Amaciante e suor
Há muito com o que se distrair em uma corrida de rua. Há também endorfina.
Há muito com o que se distrair em uma corrida de rua. Corredores, lebres e tartarugas. Se o ritmo está dentro do previsto, se o compasso da respiração é físico ou ansioso, o movimento mais eficaz para levar o copo de água à boca e não engasgar. Um cachorro que gera um misto de fofura e angústia pela displasia de quadril que pode vir a ter.
As crianças que aguardam a passagem da mãe, vigiadas pelo pai e adornadas por cartazes que expressam seu amor e admiração. O risco que é levar um cuspe no pé de algum participante que se sente no direito de escarrar livremente em busca da linha de chegada.

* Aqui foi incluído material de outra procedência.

PR #168, opened 2016-03-15
fix the list comparison when checking for new last-n to be order agno…

brianh5:
…stic

@gpolitis @bgrozev


bgrozev:
Thanks, @brianh5 ! We do have your CLA, I guess the comment above is from some of the newly added automations (@damencho?).

Jenkins: add to whitelist

PR #171, opened 2016-03-16
Build Improvements: put the git SHA-1 in the jar manifest and in the package filename 

matteocampana-zz:


bgrozev:

PR #176, opened 2016-03-19
Reduce syncronization on Channel instances.

bgrozev:


bgrozev:
Note that this depends on libjitsi [PR 112](https://github.com/jitsi/libjitsi/pull/112), and pom.xml should be updated before merging.

PR #177, opened 2016-03-19
Uses the thread pool to handle messages coming from the usrsctp stack,

bgrozev:
in order to ensure that the calling thread does not block. We have
observed that blocking this thread (e.g. by having it eventually try
to write to a Socket) results in calls to usrsctp_socket to block (i.e.
to our inability to initialize any new SCTP sockets).

### DIFF
--- a/src/main/java/org/jitsi/videobridge/SctpConnection.java
+++ b/src/main/java/org/jitsi/videobridge/SctpConnection.java
@@ -927,7 +927,7 @@ public class SctpConnection
         sctpSocket.setLink(new NetworkLink()
         {
             @Override
-            public void onConnOut(SctpSocket s, byte[] packet)
+            public void onConnOut(SctpSocket s, final byte[] packet)
                 throws IOException
             {
                 if (LOG_SCTP_PACKETS)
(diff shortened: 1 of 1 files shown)


src/main/java/org/jitsi/videobridge/SctpConnection.java
```diff
@@ -943,8 +943,16 @@ public void onConnOut(SctpSocket s, byte[] packet)
                             packet);
                 }
 
-                // Send through DTLS transport
-                transformer.sendApplicationData(packet, 0, packet.length);
+                // Send through DTLS transport.
+                threadPool.execute(new Runnable()
```
lyubomir: I'm not absolutely comfortable with sending each "packet" in a separate Thread of "threadPool". You said the TCP socket would block for very roughly 30 seconds. DominantSpeakerIdentification runs at an interval of 300 milliseconds which in the worst case would result in 100 "threadPool" Threads. I'd rather we use a packet queue and send it in a single Thread (of "threadPool"). Anyway, I'll think about it a tiny bit more.

bgrozev: This would be a queue and a thread for each SctpConnection instance, correct?

lyubomir: Yup. If you think we're fine though, I'll merge this the way it is.

bgrozev:
After a discussion with @lyubomir we agreed to go with a queue.

PR #181, opened 2016-03-21
Calls MediaStream#setTarget() before setConnector().

bgrozev:
Tries to solve a problem reported by Somil Bansal on the dev mailing list. Calls setTarget() before setConnector(), because the latter starts the DTLS server or client, which shouldn't be started without a target. See a discussion here: http://lists.jitsi.org/pipermail/dev/2016-March/027119.html


bgrozev:
The failure is probably not related to the changes in the PR. Will try the tests again later.

damencho:
Jenkins: it's ok to test.

PR #183, opened 2016-03-23
Uses a PacketQueue for packets coming out of the SCTP stack in order to

bgrozev:
ensure that the calling thread does not block. We have
observed that blocking this thread (e.g. by having it eventually try
to write to a Socket) results in calls to usrsctp_socket to block (i.e.
to our inability to initialize any new SCTP sockets).

### DIFF
--- a/src/main/java/org/jitsi/videobridge/SctpConnection.java
+++ b/src/main/java/org/jitsi/videobridge/SctpConnection.java
@@ -211,25 +211,7 @@ public class SctpConnection
      * The instance which we use to handle packets read from
      * {@link #packetQueue}.
      */
-    private final PacketQueue.PacketHandler<RawPacket> handler
-        = new PacketQueue.PacketHandler<RawPacket>()
-    {
-        @Override
-        public boolean handlePacket(RawPacket pkt)
-        {
-            if (pkt == null)
-                return true;
-
-            if (transformer == null)
-                return false;
-
-            System.err.println("XXX sending sctp data over DTLS");
-            transformer.sendApplicationData(
-                pkt.getBuffer(), pkt.getOffset(), pkt.getLength());
-
-            return true;
-        }
-    };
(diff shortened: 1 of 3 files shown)


brianh5:
could this potentially result in long datachannel connection times (~30 seconds)?  we've seen that happen on occasion...not sure if that's just the nature of sctp or if it may be related to something like this.

bgrozev:
Possibly, but I think you would have noticed other problems and not just slow SCTP establishment. In what we observed, while the thread was blocked health checks never returned, at least some COLIBRI requests never returned and the statistics were broken.

src/main/java/org/jitsi/videobridge/SctpConnection.java
```diff
@@ -195,6 +196,42 @@ private static synchronized int generateDebugId()
...
+        @Override
+        public boolean handlePacket(RawPacket pkt)
+        {
+            if (pkt == null)
+                return true;
+
+            if (transformer == null)
+                return false;
+
+            System.err.println("XXX sending sctp data over DTLS");
```
paweldomas: System.err.println ? Forgot to remove before commit ?

src/main/java/org/jitsi/videobridge/SctpConnection.java
```diff
@@ -195,6 +196,42 @@ private static synchronized int generateDebugId()
...
+     * SCTP packets.
+     */
+    private DtlsPacketTransformer transformer = null;
+
+    /**
+     * The instance which we use to handle packets read from
+     * {@link #packetQueue}.
+     */
+    private final PacketQueue.PacketHandler<RawPacket> handler
+        = new PacketQueue.PacketHandler<RawPacket>()
```
paweldomas: Don't really like creating anonymous class here, but that's just my opinion. Would prefer to have named class at the bottom, does the same thing.

PR #185, opened 2016-03-24
Simulcast fixes and optimizations.

gpolitis:


src/main/java/org/jitsi/videobridge/simulcast/SimulcastReceiver.java
```diff
@@ -188,32 +189,76 @@ public void setSimulcastStreams(long[] ssrcs)
...
+    public void setSimulcastStreams(SimulcastStream[] newSimulcastStreams)
     {
-        this.simulcastStreams = simulcastStreams;
+        SimulcastStream[] oldSimulcastStreams = this.simulcastStreams;
+        int oldLen
+            = oldSimulcastStreams == null ? 0 : oldSimulcastStreams.length;
+        int newLen
+            = newSimulcastStreams == null ? 0 : newSimulcastStreams.length;
+
+        if (oldLen == newLen)
```
bgrozev: Can we simplify this? Maybe use something like:
boolean equal = (oldLen == 0 && newLen == 0) || Arrays.equals(oldSimulcastStreams, newSimulcastStreams);

src/main/java/org/jitsi/videobridge/simulcast/SimulcastReceiver.java
```diff
@@ -571,9 +630,11 @@ private void maybeTimeout(
             SimulcastStream cause,
             RawPacket pkt,
             SimulcastStream effect,
+            List<SimulcastStream> localSimulcastStreamFrameHistory,
```
bgrozev: I think this (and endIndexInSimulcastStreamFrameHistory, too) needs a javadoc. It is not obvious what it is.

src/main/java/org/jitsi/videobridge/simulcast/SimulcastStream.java
```diff
@@ -243,4 +243,29 @@ public void askForKeyframe()
     {
         simulcastReceiver.askForKeyframe(this);
     }
+
+    @Override
```
bgrozev: These need javadocs, and formatting fixes. I don't think we have one-line ifs anywhere else.

src/main/java/org/jitsi/videobridge/simulcast/SimulcastStream.java
```diff
@@ -243,4 +243,29 @@ public void askForKeyframe()
...
+
+    }
+
+    @Override
+    public int hashCode()
+    {
+        int result = (int) (primarySSRC ^ (primarySSRC >>> 32));
+        result = 31 * result + (int) (rtxSSRC ^ (rtxSSRC >>> 32));
+        result = 31 * result + (int) (fecSSRC ^ (fecSSRC >>> 32));
+        result = 31 * result + order;
```
bgrozev: This makes me nervous. These fields should all be final if they are used in hashCode(). For primarySSRC, fecSSRC and order this can be made easily, the rtxSSRC will require a bit of refactoring.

Haruki Murakami e Drauzio Varella cruzam meus pensamentos. Lembro-me que terei material para finalmente escrever sobre Murakami e seus paradoxos entre escrita e treinos de corrida.
Atenção plena. Um blend improvável, mas familiar me traz de volta ao momento e ao pensamento industrial: passos largos, passos largos, passos largos.
Um dos componentes dessa combinação aromática surpreendente me deixa entre a infância, a saudade de rotina diária sob cuidados de mãe — comida e roupa lavada — mas me lembra também da minha vizinha. Tive a pachorra de farejar cada garrafa de líquido colorido do supermercado até identificar o aroma e associá-lo ao azul claro. A partir daquele dia, passamos a ser do time azul claro.
A outra nota aromática que arremata essa fusão, por sua vez, tem um fundo de puberdade com referências a transporte público no verão. Há quem chame de cecê.
A catinga, apesar do advento do desodorante, não me surpreendeu em uma corrida de rua mas a nuvem de cheiro de amaciante que pairava: essa sim. A maioria de nós corríamos com as camisetas que ganhamos no evento, no dia anterior. E isso me levou a pensar no zelo de quem teve o capricho de dar um banho de amaciante na camiseta nunca usada antes de uma corrida de rua.
E assim eu entendi que estava chapadinha de endorfina, muy doida ao identificar notas de amaciante azul claro e cecê alheio e achar isso o maior barato.
Terminei a corrida, não superei meu melhor tempo, mas o blend me deixou com vontade de rascunhar um parágrafo. Para lembrar que não é só coração partido ou saudade que gera texto no calor — mais literal, impossível — do momento, suor e amaciante também. Ou será que é endorfina?